A hybrid Retrieval-Augmented Generation (RAG) system that combines Microsoft GraphRAG, Semantic Kernel, and LanceDB to answer questions over your document collections using locally-hosted Ollama models.


Features

  • Hybrid search — blends dense vector search (LanceDB) with graph-based retrieval (GraphRAG knowledge graph) for richer answers
  • Three query modesvector, hybrid, and global (community-level summaries)
  • Multi-collection — manage independent document collections via a REST API
  • Rich document ingestion — powered by Docling; supports documents (.pdf, .docx, .xlsx, .pptx, .md, .tex, .html, .csv, and more), images (.png, .jpg, .jpeg, .tiff, .bmp, .webp), audio (.wav, .mp3, .m4a, .aac, .ogg, .flac), and video (.mp4, .avi, .mov); embedded pictures are described inline by a VLM via Docling's built-in picture-description pipeline
  • Streaming responses — optional token-by-token streaming on query endpoints
  • Built-in Web UI — zero-configuration browser interface served at /
  • Fully local — all LLM, embedding, and VLM calls go to Ollama; no cloud APIs required
  • RAGAS evaluation — score RAG responses against 10 built-in metrics (Faithfulness, Context Recall, Context Precision, Response Relevancy, Factual Correctness, Noise Sensitivity, Semantic Similarity, BLEU, ROUGE) using a locally-hosted LLM

Architecture Overview

Documents (.pdf .docx .xlsx .pptx .md .txt …)
Images   (.png .jpg .tiff .webp …)
Audio    (.wav .mp3 .m4a …)
Video    (.mp4 .avi .mov …)
        │
        ▼
  DocumentLoader  ──▶  Docling DocumentConverter
    (docling[asr])         ├─ OCR + table extraction
                           ├─ VLM picture description (llava:7b)
                           └─ export_to_markdown()
        │
        ▼
  ┌─────────────────────────────────┐
  │         Index Pipeline          │
  │                                 │
  │  GraphRAG CLI  ──▶  entities,   │
  │  (subprocess)       communities │
  │                     reports     │
  │                                 │
  │  SK Embeddings ──▶  LanceDB     │
  │  (bge-m3:567m)      chunks      │
  └─────────────────────────────────┘
        │
        ▼
  FastAPI server  ──▶  Web UI  /  REST API
        │
        ▼
  Query (vector | hybrid | global)
        │
        ▼
  llama3.2:3b  →  answer + source chunks

See docs/dataflow-ragService.md for full pipeline diagrams.


Requirements

Requirement Version
Python 3.12 (3.13+ not supported by onnxruntime)
uv latest
Ollama running locally on port 11434

Required Ollama models

Pull these before first use:

# Chat and query-time (local)
ollama pull llama3.2:3b
ollama pull bge-m3:567m

# Index-time embeddings and VLM for picture description (can be on a remote GPU server)
ollama pull bge-m3:567m
ollama pull llava:7b   # used by Docling's picture-description pipeline

Setup

1. Create a .env file

# Remote Ollama server used during indexing (embeddings + VLM)
OLLAMA_INDEX_URL=

# Local Ollama server used at query time
OLLAMA_CHAT_URL=

# Model names
CHAT_MODEL=llama3.2:3b
EMBEDDING_MODEL=bge-m3:567m
VLM_MODEL=llava:7b

# Optional: VLM HTTP timeout in seconds (default 180)
VLM_TIMEOUT=180

# Model used for RAGAS evaluation (needs large context window, e.g. gemma4:e4b)
RAGAS_MODEL=gemma4:e4b

# Optional: Ollama request timeout for RAGAS evaluation in seconds (default 1800)
OLLAMA_TIMEOUT=1800

If you only have one Ollama instance, set both OLLAMA_INDEX_URL and OLLAMA_CHAT_URL to the same URL.

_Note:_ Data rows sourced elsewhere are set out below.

PR #76, opened 2024-12-10
Importable file structure and Pathlib

jonbinney:
- deep_water_level and annotation_utils now have their code in the folder structure `src/<package_name>/...` and the src directory for each is in our python path so that we can import them by their package name from other code
- code that used `os.path` or `str` for paths has been updated to use `pathlib.Path`
- imports have been ordered using ruff (to do this press `alt-shift-o` in vscode

I didn't touch our older rabbit packages since that would require more testing to avoid breaking things. I've tested our launch configurations and running of individual python files in deep_water_level and annotation_utils. 

I think we're reaching a more standardized state for our code format, which should make things easier. Sorry for the big PR!


adamantivm (approved):
LGTM

PR #77, opened 2024-12-15
Exampe experiment script

jonbinney:
Simple example script so that we have the directory and naming convention. The idea is that rather than modifying `launch.json` or the default args for `infer.py`/`train.py` in place, we can each add python scripts to the experiments directory when we're trying new things. In that script we can call training, inference, and visualization functions directly.

For the scripts I chose the naming convention `year_month_day_author_description.py`. This keeps the scripts roughly sorted so that it is easy to see what people are working on lately, and lets us know who wrote the script.

### DIFF
--- a/deep_water_level/src/deep_water_level/infer.py
+++ b/deep_water_level/src/deep_water_level/infer.py
@@ -75,10 +75,10 @@ def run_dataset_inference(
     model,
     dataset_dir: Path,
     annotations_file: str,
-    normalized_output,
-    crop_box = None,
-    use_water_line = False,
-    equalization: bool = False
+    normalize_output,
+    crop_box=None,
+    use_water_line=False,
+    equalization: bool = False,
 ):
     # Convert numpy array to string for printing
     def a2s(a):
@@ -93,13 +93,13 @@ def run_dataset_inference(
         dataset_dir / "annotations" / annotations_file,
         dataset_dir / "images",
         transforms=transforms,
-        normalize_output=normalized_output,
+        normalize_output=normalize_output,
         use_water_line=use_water_line,
     )
 
     # Run inference on each image in the dataset
     data = []
-    for i, (image, depth, filename) in enumerate(dataset):
+    for image, depth, filename in dataset:
         output = run_inference(model, image)
 
         # Convert tensors to 1d numpy arrays
--- a/experiments/2024_12_09_jon_larger_model.py
+++ b/experiments/2024_12_09_jon_larger_model.py
@@ -1,0 +1,65 @@
+from pathlib import Path
+
+from matplotlib import pyplot as plt
+
+from deep_water_level.infer import load_model, plot_inference_results, run_dataset_inference
+from deep_water_level.train import do_training
+
+annotations_file = Path("filtered.csv")
+train_dataset_path = Path("datasets/water_train_set4")
+test_dataset_path = Path("datasets/water_test_set5")
+crop_box = [130, 275, 140, 140]
+train_water_line = False
+model_filename = Path("model.pth")
+parent_output_dir = Path("../dwl_output")
+
+output_dir = parent_output_dir / f"large_conv"
+output_model_path = output_dir / model_filename
+output_dir.mkdir(parents=True, exist_ok=True)
+
+do_training(
+    # Dataset parameters
+    train_dataset_path,
+    test_dataset_path,
+    annotations_file,
+    # Training parameters
+    n_epochs=4,
+    learning_rate=1e-3,
+    normalize_output=False,
+    crop_box=None,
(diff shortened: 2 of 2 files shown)


deep_water_level/src/deep_water_level/infer.py
```diff
@@ -75,10 +75,10 @@ def run_dataset_inference(
     model,
     dataset_dir: Path,
     annotations_file: str,
-    normalized_output,
-    crop_box = None,
-    use_water_line = False,
```
jonbinney, line 80: @adamantivm do you have format-on-save enabled? I think this file might not have been formatted last time you commited.

deep_water_level/src/deep_water_level/infer.py
```diff
@@ -93,13 +93,13 @@ def a2s(a):
...
         dataset_dir / "images",
         transforms=transforms,
-        normalize_output=normalized_output,
+        normalize_output=normalize_output,
         use_water_line=use_water_line,
     )
 
     # Run inference on each image in the dataset
     data = []
-    for i, (image, depth, filename) in enumerate(dataset):
```
jonbinney, line 102: `i` was unused so i removed the "enumerate"

deep_water_level/src/deep_water_level/infer.py
```diff
@@ -93,13 +93,13 @@ def a2s(a):
         dataset_dir / "annotations" / annotations_file,
         dataset_dir / "images",
         transforms=transforms,
-        normalize_output=normalized_output,
```
jonbinney, line 96: We had this arg named differently in different places.

experiments/2024_12_09_jon_larger_model.py
```diff
@@ -0,0 +1,65 @@
...
+do_training(
+    # Dataset parameters
+    train_dataset_path,
+    test_dataset_path,
+    annotations_file,
+    # Training parameters
+    n_epochs=4,
+    learning_rate=1e-3,
+    normalize_output=False,
+    crop_box=None,
```
alejandromarcu, line 29: Shouldn't this be `crop_box = crop_box`?

experiments/2024_12_09_jon_larger_model.py
```diff
@@ -0,0 +1,65 @@
...
+    n_conv_layers=2,
+    channel_multiplier=2.0,
+    conv_kernel_size=8,
+    conv_stride=2,
+    conv_padding=1,
+    max_pool_kernel_size=2,
+    max_pool_stride=1,
+    # Configuration parameters
+    log_transformed_images=False,
+    train_water_line=False,
```
alejandromarcu, line 41: Same here, I think if you define the variable above, I'd expect it to be used here

experiments/2024_12_09_jon_larger_model.py
```diff
@@ -0,0 +1,65 @@
...
+    output_model_path=output_model_path,
+)
+
+# Load the model and run inference using it
+model, model_args, preprocessing_args = load_model(output_model_path, train_water_line)
+
+train_df = run_dataset_inference(
```
alejandromarcu, line 48: this takes a crop_box argument, I think it will be better to pass it, otherwise using it above will break things.  Same below

experiments/2024_12_09_jon_larger_model.py
```diff
@@ -0,0 +1,65 @@
...
+    model,
+    train_dataset_path,
+    annotations_file,
+    **preprocessing_args,
```
alejandromarcu, line 52: If I'm following this correctly, processing_args will have the parameters used in `create_model` (e.g. image_size, dropout_p, n_conv_layers, etc), which this method doesn't take.  Any reason to pass this? I'd think it would break if it contains any argument that is not defined in `run_dataset_inference`

deep_water_level/src/deep_water_level/infer.py
adamantivm: Would you remind me how to enable it?

experiments/2024_12_09_jon_larger_model.py
jonbinney: Oops! Yeah I'll update this PR once i fix this

experiments/2024_12_09_jon_larger_model.py
jonbinney: Yeah I think I'm using these wrong - lets talk about it on the call

deep_water_level/src/deep_water_level/infer.py
jonbinney: In your user settings
```
   "[python]": {
        "editor.formatOnSave": true
    },
```

PR #79, opened 2024-12-17
Change loss calculation for training

alejandromarcu:
The loss for test is calculated by averaging per batch, but for training, it was just taking the last loss of the batch.  Now the graph looks smoother, and I think maybe that can be the cause that sometimes the test loss is less than the training loss

### DIFF
--- a/deep_water_level/src/deep_water_level/train.py
+++ b/deep_water_level/src/deep_water_level/train.py
@@ -143,6 +143,7 @@ def do_training(
     for epoch in range(n_epochs):
         # Train for the epoch
         model.train()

2. Create the virtual environment and install dependencies

# Install uv (once)
pip install uv

# Create .venv and install dependencies
uv venv
uv pip install -r requirements.txt

3. Start the development server

uv run poe dev
# equivalent to: uvicorn api:app --reload

Open http://localhost:8000 in your browser.


Usage

Web UI

Navigate to http://localhost:8000 for the built-in interface. From there you can:

  • Create and manage collections
  • Upload documents
  • Trigger indexing (with optional entity type selection)
  • Run queries with vector, hybrid, or global mode

REST API

Interactive docs are available at http://localhost:8000/docs.

Collections

GET    /collections                    # list all collections
POST   /collections                    # create a collection  { "name": "my-docs" }
PATCH  /collections/{name}             # rename               { "new_name": "new-name" }
DELETE /collections/{name}             # delete collection and all its data

Documents

GET    /collections/{name}/documents              # list uploaded documents
POST   /collections/{name}/documents              # upload a file (multipart/form-data)
DELETE /collections/{name}/documents/{filename}   # delete a document

Indexing

POST /collections/{name}/index          # trigger indexing (async, returns task_id)
                                        # body (optional): { "entity_types": ["person", "org"] }
GET  /collections/{name}/index/{task_id} # poll indexing status
GET  /tasks                              # list all pending/running tasks

Querying

POST /collections/{name}/query
{
  "query": "What are the main roles in the system?",
  "method": "hybrid",
  "top_k": 5,
  "stream": false
}
Field Values Default
method vector | hybrid | global hybrid
top_k integer 5
stream true | false false

Response includes answer, sources (chunk excerpts with doc references), and graphrag_context.

RAGAS Evaluation

GET  /api/metrics                  # list available metrics and their required fields
POST /api/evaluate/single          # evaluate a single sample
POST /api/evaluate/batch           # evaluate a batch from a JSON or CSV file

Single evaluation (POST /api/evaluate/single):

{
  "user_input": "What are the main roles in the system?",
  "response": "The main roles are Master, User, and Viewer.",
  "retrieved_contexts": ["Masters can manage …", "Viewers can only read …"],
  "reference": "The system has three roles: Master, User, and Viewer.",
  "metrics": ["faithfulness", "llm_context_recall", "response_relevancy"]
}

Returns { "scores": { "faithfulness": 0.95, "llm_context_recall": 0.88, … } }.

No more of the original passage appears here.